EXERCISE REQUIREMENTS => Going through the records that follow, please count the lines with "still" in them and give only the count.

Segment Open

Issue #2125, opened 2024-10-22
QueryAsync with custom mapping AND CancellationToken


HrvojeJuric:
I want to use QueryAsync with multiple types mapped onto a single return type WITH a cancellation token but none of the QueryAsync functions allow for that.

My current solution is to use the private `MultiMapAsync` method but this is not ideal and I don't know what the right solution to this would be but I'd like to talk about it and if you're down I can make a pull request.

goerch:
Maybe [relevant](https://stackoverflow.com/questions/25540793/cancellationtoken-with-async-dapper-methods)?

haras-unicorn:
no because that one doesnt do multi mapping

goerch:
I think we use multi mapping in a similar way. Let me see

```
    protected CommandDefinition CompileQuery(Query query, IDbTransaction transaction, 
        CancellationToken token, CommandFlags flags = CommandFlags.Buffered)
    {
        var statement = _compiler.Compile(query).ToString();
        return new CommandDefinition(statement, transaction:transaction, 
            cancellationToken:token, flags:flags);
    } 

    protected async Task<IEnumerable<TEntity>> QueryAsync<TFirst, TSecond>(Query query, IDbTransaction transaction, CancellationToken token,
        Func<TFirst, TSecond, TEntity> map, string splitOn = "id")
        where TFirst: new() where TSecond: new()
    {
        var command = CompileQuery(query, transaction, token, CommandFlags.Buffered);
        return await transaction.Connection!.QueryAsync<TFirst, TSecond>(command, map, splitOn).ConfigureAwait(false);
    }
```

But I might be missing something.

HrvojeJuric:
this is for a static number of objects in the result
i want dynamic number of objects in the result and cancellation token

goerch:
> i want dynamic number of objects in the result and cancellation token

It could be helpful if you point us to the signature which is missing the `CommandDefinition` parameter?

HrvojeJuric:
public static Task<IEnumerable<TReturn>> QueryAsync<TReturn>(this IDbConnection cnn, string sql, Type[] types, Func<object[], TReturn> map, object? param = null, IDbTransaction? transaction = null, bool buffered = true, string splitOn = "Id", int? commandTimeout = null, CommandType? commandType = null)
    
    this one

Issue #1938, opened 2023-07-18
Add CancellationToken optional parameter to all Async methods


mcenzato:
I saw that a lot of Dapper async methods (eg. QueryAsync) miss the CancellationToken parameter.

Rendojack:
You can workaround this by passing CommandDefinition with assigned CancellationToken in most of the simple queries, except more complicates ones, like with multi-mapping.

digibum:
A friendly reminder for this. Especially for multi-mapping and a simpler implementation without the need for CommandDefinition. Just add an optional parameter to the basic Query methods. Thank you!

PR #2138, opened 2024-12-30
Add CancellationToken support to QueryAsync overload

itcotta:
This change introduces a CancellationToken parameter to the QueryAsync method, enabling support for cancellation of asynchronous database queries. The modification ensures better resilience and control over long-running or potentially cancelable operations.

This fixes issues #2125 and #1938.


PauloHMattos:
This would be a breaking change. I don't think this can me added until a new major release of Dapper

worming004:
This is in detail, and most C# developers accept this change as it is not breaking in a common way. But there is edge cases adding an optionnal parameter is a breaking change. For example:

Here is startup case
```csharp
public class Foo
{
    public static async Task Bar()
    {
        await Task.Delay(5);
        System.Console.WriteLine("Bar");
    }

}

public class MyProgram()
{
    public static async Task MyMain()
    {
        Func<Task> MyFunc = Foo.Bar;

        await MyFunc();
    }
}
```

When modifying to `public static async Task Bar(Cancellation Token = default)`, then MyProgram cannot compile anymore. `MyFunc` expect `Foo.Bar` to have a definition matching `Func<Task>`. But the only definition is now  `Func<CancellationToken, Task>` 

Here is the change without breaking change:

```csharp
public class Foo
{
    public static Task Bar()
    {
        return Bar(default);
    }

    public static async Task Bar(CancellationToken cts)
    {
        await Task.Delay(5, cts);
        System.Console.WriteLine("Bar");
    }
}

public class MyProgram()
{
    public static async Task MyMain()
    {
        Func<Task> MyFunc = Foo.Bar;

        await MyFunc();
    }
}
```

This is not breaking anymore.

mgravell:
To be clear: any change to the parameters is *always* a breaking change.

Fundamentally, there are two very different kinds of "break" we need to consider:

- source breaking changes - things that prevent new compile runs from completing
- runtime / "binary" breaking changes - things that prevent existing code compiled against an old version of the library from running against a newer version of the library

Changes can be either or both (or neither) kind of break.
We need to be mindful of both kinds of breaks, but since we're a commonly used library we need to be *especially* mindful of the second kind: the first kind of break causes a developer to have a bad 20 minutes while they change 3 lines of code with whatever change needs applying, but the second kind causes a *department or entire company* to have a bad *day or days* when a service randomly goes offline when they updated an innocent looking unrelated package that caused a transitive library update 3 steps removed, leading to MissingMethodException or similar.

So: we don't want that.

Adding a parameter - even an optional parameter - is a binary breaking: existing code compiled against the old method *will simply stop working* if the library is updated in this way, unless all code using it is recompiled. It is not always (or even often) the case that every package is rebuilt for every deployment - and often, there may be intermediate 3rd-party wrapper packages in the mix, meaning that it isn't even possible to simply rebuild it - you need to petition the 3rd party (who might be busy or otherwise unavailable) to update and redeploy their package - and there might even be multiple chained 3rd parties that need to update in the right order!

So, yeah. We cannot and will not just add optional parameters: instead, we need to add a new overload with the additional parameter. Note, however, that where appropriate it *is* possible to retire old overloads by simply removing the "this" modifier; this is *not* a binary break, and is not a source break as long as the remaining overloads over the existing and new use-cases. Most of the time, however, both the old and new overloads retain the "this".

I hope that explains why this is a breaking change *as written*.

mhov:
After using Dapper for years and years I finally needed to integrate cancellation tokens to discover it's a hot topic.  When's Dapper 3.x?

WolfyUK:
Could this be achieved with a `CommandDefinition` overload instead, then? e.g. (in `SqlMapper.Async.cs`):

```cs
public static Task<IEnumerable<TReturn>> QueryAsync<TReturn>(this IDbConnection cnn, CommandDefinition command, Type[] types, Func<object[], TReturn> map, string splitOn = "Id")
{
   return MultiMapAsync(cnn, command, types, map, splitOn);
}
```

lassevk:
I was going to ask for something similar for ExecuteAsync, which also lacks the CancellationToken parameter. Would a PR with an additional overload, not touching the existing one(s), be more welcome for that?

ExecuteAsync with parameters simply construct a CommandDefinition behind the scenes, with a `default` value for the cancellation token, it would be a simple matter to add an additional overload with this parameter lifted.

0xced:
I tried to implement what @mgravell suggested.

> So, yeah. We cannot and will not just add optional parameters: instead, we need to add a new overload with the additional parameter. Note, however, that where appropriate it is possible to retire old overloads by simply removing the "this" modifier.

It looks like it could work but I'm still currently fighting with the public API analyzers. Currently using `<NoWarn>RS0016;RS0017</NoWarn>` to get the project to compile. 😅

I think I should be able to open a new pull request soon to add _natural_ CancellationToken support to all Dapper methods.

**Edit:** I just pushed https://github.com/0xced/Dapper/tree/CancellationToken if anyone is interested.

0xced:
I have followed Marc's advice for preserving binary and source compatibility. I just opened #2178 which should supersede this pull request.

Issue #647, opened 2016-11-28
OrWhere() causing bug in usage of Where()


CrescentFresh:
[A prior issue](https://github.com/StackExchange/dapper-dot-net/issues/573) resulted in [this fix](https://github.com/StackExchange/dapper-dot-net/pull/577).

I guess no one bothered to check the original test case. It is still not "fixed":

    var sql = new SqlBuilder();
    var tpl = sql.AddTemplate("select * from foo /**where**/");

    sql.Where("MyField = @Param");
    sql.OrWhere("MyField2 = @Param2");

@rafakwolf expected: 

    select * from foo WHERE  ( MyField = @Param OR MyField2 = @Param2 ) 

However **both the previous and *fixed* SqlBuilder** produces the following:

    select * from foo WHERE MyField = @Param AND  ( MyField2 = @Param2 ) 

This is because only the first call to one of `Where()` or `OrWhere()` is the one that defines the `joiner` variable. That is, the variable that dictates what string to place *between* clauses. If `Where()` is called first the joiner will be "AND" but if `OrWhere()` is called first the joiner will be "OR".

Consider this: with the "fix" we get the following behavior (imagine these are in separate functions that don't know about each other):

    sql.Where("a = @a");

    sql.OrWhere("b = @b1");
    sql.OrWhere("b = @b2");

result:

    select * from foo WHERE a = @a AND (b = @b1 OR b = @b2)

But switch the order of the calls:

    sql.OrWhere("b = @b1");
    sql.OrWhere("b = @b2");

    sql.Where("a = @a");

result:

    select * from foo WHERE a = @a OR (b = @b1 OR b = @b2)

And that is a new bug introduced by the change. IMO under no circumstance should `.Where()` result in a clause getting OR'd into the query.

As a side comment, with the previous code it was at least consistent in that it always produced the first result irrespective of order. I believe the code change was made in haste and that the original behavior was correct, albeit confusing.

NickCraver:
Sorry I haven't gotten to this. I agree the old change was not the correct fix, and I don't plan on releasing the library to NuGet again until we fix this properly (possibly in a major version). I'll try and find time to revert that change for safety this weekend.

Can you open an issue for how this *should* behave, for all cases? There's certainly a big community using this far more than we are - let's figure out *what it should be*, even if that change requires a major version as a breaking change. Let's just get it right rather than trying to fix one symptom. That could definitely include extending SqlBuilder for other common cases people are hitting.

[...]

PR #2149, opened 2025-02-19
Fix and clarify OrWhere caveats in SqlBuilder docs

jnoordsij:
When looking into documentation of the `SqlBuilder` about combining `Where` and `OrWhere`, followed by reading up on it on #647, I noticed the behavior described in the readme differs from the behavior I'm currently observing (and which is also observed in #647).

This PR updates the documentation example to match with current observed behavior and also adds some additional wording for better readability.


mgravell (approved):

mgravell:
thanks, appreciated

PR #2156, opened 2025-04-06
OutputExpression wasn't working for methods that use QueryRowAsync

ri-rgb:
Added command.OnCompleted() to QueryRowAsync


mgravell (approved):

mgravell:
This looks like a good catch, thanks. I'll eyeball all the command paths tomorrow to see if we may have missed any others. Appreciated.

PR #2163, opened 2025-04-30
CI: serialize DB-dependent tests

kbth:
## Problem
Automated tests for the main branch are intermittently failing (though they sometimes succeed).
See: https://ci.appveyor.com/project/StackExchange/dapper

Example: 
```
  Failed SystemSqlClientParameterTests.TestTVPWithAnonymousEmptyObject [33 ms]
  Error Message:
   System.Data.SqlClient.SqlException : Could not find the type 'int_list_type'. Either it does not exist or you do not have the necessary permission.
```

## Cause

This is likely due to database-dependent tests being executed in parallel.

On December 22, 2024, AppVeyor updated their build image, which now includes the .NET 9 SDK:
https://www.appveyor.com/updates/2024/12/22/

Since Dapper targets multiple frameworks, this update caused tests to start running in parallel by default.

> For multi-targeted projects, tests are run for each targeted framework. The test host and the unit test framework are packaged as NuGet packages and are restored as ordinary dependencies for the project. Starting with the .NET 9 SDK, these tests are run in parallel by default.

https://learn.microsoft.com/en-us/dotnet/core/tools/dotnet-test?tabs=dotnet-test-with-vstest#description-1

## Solution

Following the official documentation, disable parallel execution of tests across TargetFrameworks.

> To disable parallel execution, set the TestTfmsInParallel MSBuild property to false.

### DIFF
--- a/.github/workflows/main.yml
+++ b/.github/workflows/main.yml
@@ -47,7 +47,7 @@ jobs:
     - name: .NET Build
       run: dotnet build Build.csproj -c Release /p:CI=true
     - name: Dapper Tests
-      run: dotnet test tests/Dapper.Tests/Dapper.Tests.csproj -c Release --logger GitHubActions /p:CI=true
+      run: dotnet test tests/Dapper.Tests/Dapper.Tests.csproj -c Release --logger GitHubActions -p:CI=true -p:TestTfmsInParallel=false
       env:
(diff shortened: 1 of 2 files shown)


mgravell (approved):

mgravell:
CI is my personal nemesis. Appreciated.

PR #2167, opened 2025-05-13
This PR addresses issue #1573 by modifying the GetDeserializer logic to map nullable decimal values to 0m instead of null.

### LINKED ISSUE #1573: Just wonder reason of the casting?
`var dog = connection.Query<Dog>("select Age = @Age, Id = @Id", new { Age = (int?)null, Id = guid });`

Why do you need to cast `null `to `(int?)` here?

I can understand the reason for the casting for the below one, but yours.
```
Main()
{
	T.A(null);
}

public class T {
	public static void A(string x) => Console.WriteLine("str");
	public static void A(List<int> x) => Console.WriteLine("list");
}
```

Segment Closed

WRITTEN RESPONSE => 2